PR #3246, opened 2022-09-07
Fix generateChangeLog and diffChangeLog logic to avoid including default schema name when it should not

### LINKED ISSUE #2776: Postgres generateChangeLog includeSchema
## Environment

**Liquibase Version**: 4.8.0

**Liquibase Integration & Version**: <Pick one: CLI, maven, gradle, spring boot, servlet, etc.> CLI

**Database Vendor & Version**: Postgresql 12.4

**Operating System Type & Version**: Amazon Aurora

## Description

I am trying to generate DDL from the postgres database using Liquibase.  I would like the schema to be suppressed in the output.  However, when I run:
      liquibase --changeLogFile=./ddl-build/changelog.etl1.new.sql --includeSchema=false --schemas=wetl generateChangeLog
I get oracle as schema, such as:
     CREATE TABLE "oracle"."activity_defn"
I don't know where this "oracle" is coming from, I am pointing to a schema called "wetl".  

## Steps To Reproduce

This is the liquibase command I have run:
liquibase --changeLogFile=./ddl-build/changelog.etl1.new.sql --includeSchema=false --schemas=wetl generateChangeLog

## Actual Behavior
Object owner called "oracle" gets appended to the objects when I generate the changelog and set includeSchema=false
Example: CREATE TABLE "oracle"."activity_defn"

## Expected/Desired Behavior
There should be no object owner in the changelog output when includeSchema is set to false.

# Task:
Without skipping a line, retype the full listing.

# Solution:
PR #3246, opened 2022-09-07
Fix generateChangeLog and diffChangeLog logic to avoid including default schema name when it should not

### LINKED ISSUE #2776: Postgres generateChangeLog includeSchema
## Environment

**Liquibase Version**: 4.8.0

**Liquibase Integration & Version**: <Pick one: CLI, maven, gradle, spring boot, servlet, etc.> CLI

**Database Vendor & Version**: Postgresql 12.4

**Operating System Type & Version**: Amazon Aurora

## Description

I am trying to generate DDL from the postgres database using Liquibase.  I would like the schema to be suppressed in the output.  However, when I run:
      liquibase --changeLogFile=./ddl-build/changelog.etl1.new.sql --includeSchema=false --schemas=wetl generateChangeLog
I get oracle as schema, such as:
     CREATE TABLE "oracle"."activity_defn"
I don't know where this "oracle" is coming from, I am pointing to a schema called "wetl".  

## Steps To Reproduce

This is the liquibase command I have run:
liquibase --changeLogFile=./ddl-build/changelog.etl1.new.sql --includeSchema=false --schemas=wetl generateChangeLog

## Actual Behavior
Object owner called "oracle" gets appended to the objects when I generate the changelog and set includeSchema=false
Example: CREATE TABLE "oracle"."activity_defn"

## Expected/Desired Behavior
There should be no object owner in the changelog output when includeSchema is set to false.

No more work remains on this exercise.